05/05/2026 | Press release | Distributed by Public on 05/05/2026 15:06
CLENE ANNOUNCES $7 MILLION UNDERWRITTEN OFFERING OF COMMON STOCK
SALT LAKE CITY, May 05, 2026 (GLOBE NEWSWIRE) -- Clene Inc. (Nasdaq: CLNN) (along with its subsidiaries, "Clene" or the "Company") and its wholly owned subsidiary, Clene Nanomedicine, Inc., a late clinical-stage biopharmaceutical company focused on revolutionizing the treatment of neurodegenerative diseases, including amyotrophic lateral sclerosis (ALS) and multiple sclerosis (MS), today announced the pricing of an underwritten registered direct offering of 1,000,000 shares of common stock at a purchase price of $7.00 per share to a single investor.
The gross proceeds from the offering, before deducting the underwriting discounts and commissions and other estimated offering expenses, are expected to be approximately $7 million.

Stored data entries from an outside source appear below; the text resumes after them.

PR #8472, opened 2019-05-27
feat(FEC-9147): pass KS to server preview template

shalommeoded:
Added a way to pass KS on the preview template.

Checked with QA servers:
`https://qa-apache-php7.dev.kaltura.com/index.php/extwidget/preview/partner_id/6502/uiconf_id/15222758/entry_id/0_4x8h8feu/embed/dynamic?flashvars[ks]=`

### DIFF
--- a/alpha/apps/kaltura/modules/extwidget/templates/previewSuccess.php
+++ b/alpha/apps/kaltura/modules/extwidget/templates/previewSuccess.php
@@ -154,6 +154,11 @@ if (isPlaykit === '1') {
         }
         catch(ee){}
     }
+    if (typeof data.flashVars !== 'undefined') {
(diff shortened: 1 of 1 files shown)


alpha/apps/kaltura/modules/extwidget/templates/previewSuccess.php
```diff
@@ -153,6 +153,11 @@ function getParameterByName(name, url) {
             playerConfig = mergeDeep(playerConfig,parsedConfig);
         }
         catch(ee){}
+    }
+    if (typeof data.flashVars !== 'undefined') {
```
OrenMe: don't repeat the check, do it once and save the KS and then use it in the dynamic or iframe embeds

PR #8475, opened 2019-05-28
Orion-15.0.0-SipIntergration - add email support, add explicit live, …

gotlieb:
…add locations support.

@MosheMaorKaltura


plugins/sip/lib/model/providers/pexip/kPexipUtils.php
```diff
@@ -103,48 +105,55 @@ public static function retrieveAndValidateEntryForSipCall($queryParams, $pexipCo
 		if (!$dbLiveEntry)
 		{
 			$msg = "Entry was not found for sip token $sipToken";
+			self::sendSipEmailNotification($dbLiveEntry->getPartnerId(), $dbLiveEntry->getCreatorPuserId(), $msg, $dbLiveEntry->getId());
 			KalturaLog::err($msg);
```
MosheMaorKaltura: In all the following cases , err with backtrace is not required , It enough to  print Notice or Warning.
Applies to the entire page here

PR #8514, opened 2019-06-05
Update 2019_05_19_alter_table_sphinx_log.sql

DBezemer:
Not specifying the DB name makes this fail as update.php only runs agains `kaltura` database.


DBezemer:
See #8515

PR #8515, opened 2019-06-05
Fix update.php

jessp01:


jessp01:
Two other thoughts:
- Would be far better for the `version_management` table to include a `status` column so that we can insert records for failing SQL files as well and set the status accordingly. This would make reviewing the upgrade process far easier
- Instead of using `echo` for outputting various messages, we should use a proper logging mechanism, as we do elsewhere

PR #8524, opened 2019-06-07
Entry creation date update script.

hilak:


alpha/scripts/utils/setEntryCreationDate.php
```diff
@@ -0,0 +1,40 @@
+<?php
+
+if($argc < 3)
+{
+	echo "Arguments missing.\n\n";
+	echo "Usage: php " . __FILE__ . " {mapping} {isDateString} <realrun / dryrun> \n";
+	exit;
+}
+$mapping = $argv[1];
+$isDateString = ($argv[2] == "true");
```
MosheMaorKaltura: use === otherwise 0 can also work , 
try -> if (0 == 'true') print 'boo';

alpha/scripts/utils/setEntryCreationDate.php
```diff
@@ -0,0 +1,40 @@
...
+	$entry = entryPeer::retrieveByPK($entryId);
+	if(!$entry)
+	{
+		echo "Entry id [$entryId] not found\n";
+		continue;
+	}
+	
+	$entry->setCreatedAt($createdAt);
+	$entry->setAvailableFrom($createdAt);
+	$entry->save();
```
MosheMaorKaltura: Since we are loosing created at value , you must add new field to entry - orinigalCreatedAt and save the current value.
This will help us in future cases where we would like to understand when the record was created.

alpha/scripts/utils/setEntryCreationDate.php
```diff
@@ -0,0 +1,40 @@
...
+
+if($argc < 3)
+{
+	echo "Arguments missing.\n\n";
+	echo "Usage: php " . __FILE__ . " {mapping} {isDateString} <realrun / dryrun> \n";
+	exit;
+}
+$mapping = $argv[1];
+$isDateString = ($argv[2] == "true");
+$dryRun = ($argv[3] == "dryrun");
```
MosheMaorKaltura: Same here ===

hilak:
@MosheMaorKaltura  I have addressed your comments. Please re-review.

MosheMaorKaltura:
Reviewed

PR #8538, opened 2019-06-12
SUP-18090: When user is deleted, delete all dedicated appTokens

MosheMaorKaltura:


alpha/lib/model/AppTokenPeer.php
```diff
@@ -44,4 +44,11 @@ public static function getCacheInvalidationKeys()
 	{
 		return array(array("appToken:id=%s", self::ID));		
 	}
+
+	public static function retrieveByKuserId($kuserId)
+	{
+		$c = new Criteria();
+		$c->add(self::KUSER_ID, $kuserId);
+		return self::doSelect($c);
```
yossipapi: Add partner Id to the criteria since it is not applied by default when coming from the user service.

PR #8541, opened 2019-06-13
 PLAT-9841:block ability to use loginByLoginId with partner configuration

ravitshalem:


api_v3/lib/KalturaBaseUserService.php
```diff
@@ -214,6 +215,9 @@ protected function loginImpl($puserId, $loginEmail, $password, $partnerId = null
 			else if ($code == kUserException::MISSING_OTP) {
 					throw new KalturaAPIException(KalturaErrors::MISSING_OTP);
 			}
+			else if ($code == kUserException::DIRECT_LOGIN_BLOCKED) {
```
MosheMaorKaltura: String comparison is always === or strcmp

PR #8564, opened 2019-06-19
Same problem as with https://github.com/kaltura/server/pull/8515/commits/3718727ce18bfb519fa9cb0b103d3da5d1dc1a3a

jessp01:


jessp01:
@yossipapi, @MosheMaorKaltura - this is critical for CE/OP. Without this fix, the alteration will not take place for reasons previously explained. Please merge.

PR #8622, opened 2019-07-08
partner->getSecrets() should accept the optional $otp and pass it on to userLoginByEmail()

jessp01:
At the moment, attempting to call this function when OTP was enabled on the partner will fail.


jessp01:
@yossipapi, @MosheMaorKaltura - IMHO, this warrants a hotfix. 
This also prevents the developer.kaltura.com login flow from working when OTP has been enabled on the partner.

PR #8648, opened 2019-07-16
SUP-17451 - handle user list in case of more than 500 in results of q…

gotlieb:
…uery due to duplicates emails

@MosheMaorKaltura


plugins/metadata/lib/api/filters/KalturaMetadataFilter.php
```diff
@@ -98,7 +98,8 @@ private function validateObjectIdFiltered()
 			$kusers = !empty($objectIds) ? kuserPeer::getKuserByPartnerAndUids(kCurrentContext::getCurrentPartnerId(), $objectIds) : array();
 			$objectIds = array();
 			foreach($kusers as $kuser)
-				$objectIds[] = $kuser->getId();
+				$objectIds[$kuser->getPuserId()] = $kuser->getId();
+			$objectIds = array_values($objectIds);
```
MosheMaorKaltura: This action is not needed

PR #8681, opened 2019-07-29
awsIntegration-PLAT-10038: don't move file on moveFromFile when src

inbal-ben-david:
and target are both shared + small fixes


infra/storage/shared_file_system_managers/kSharedFileSystemMgr.php
```diff
@@ -636,4 +651,9 @@ public function copyDir($src, $dest, $deleteSrc)
 		return $this->doCopyDir($src, $dest, $deleteSrc);
 	}
 
+	public static function getCopySharedToSharedAllowed()
+	{
+		return self::$kCopySharedToShared;
```
yossipapi: Better call getInstance form here and than ave the static member value based on what it returned.

PR #8682, opened 2019-07-31
PLAT-9949:when permissions query returned empty, throw Exception befo…

ravitshalem:
…re storing the empty value in cache


MosheMaorKaltura:
reviewed

PR #11599, opened 2022-05-25
SUP-30452 add the permission to the permissionname array

Adirv:


Adirv:
@inbal-ben-david fixed var name and I removed the block which was there by mitsake

PR #11602, opened 2022-05-25
FOUN-456: extend "country" max allowed letters + add support for "country" in esearch search

amiras89:


amiras89:
Approved by @yossipapi F2F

Clene expects to use the net proceeds from the offering, together with its existing cash, for expenses primarily related to general corporate purposes, as well as to fund the following: the preparation and filing of our New Drug Application (NDA) for our lead drug candidate, CNM-Au8®; the conduct of and continued access to CNM-Au8 in our on-going expanded access protocols and future confirmatory Phase 3 clinical trial; manufacturing expansion; potential future commercialization efforts; and for additional early-stage research and development activities.
The offering is expected to close on or about May 6, 2026, subject to the satisfaction of customary closing conditions.
Canaccord Genuity LLC is acting as sole bookrunner for the offering.
The offering is being made pursuant to a shelf registration statement on Form S-3 (File No. 333-286058), previously filed with the Securities and Exchange Commission (SEC) under the Securities Act of 1933, as amended. The offering is being made only by means of a prospectus and a prospectus supplement which forms a part of the effective registration statement relating to the offering. A final prospectus supplement and accompanying prospectus relating to the offering will be filed with the SEC. Electronic copies of the final prospectus, when available, may be obtained on the SEC's website at www.sec.gov and may also be obtained, when available, by contacting Canaccord Genuity LLC, Attn: Syndication Department, 1 Post Office Square, 30th Floor, Boston, MA 02109, or by email at [email protected].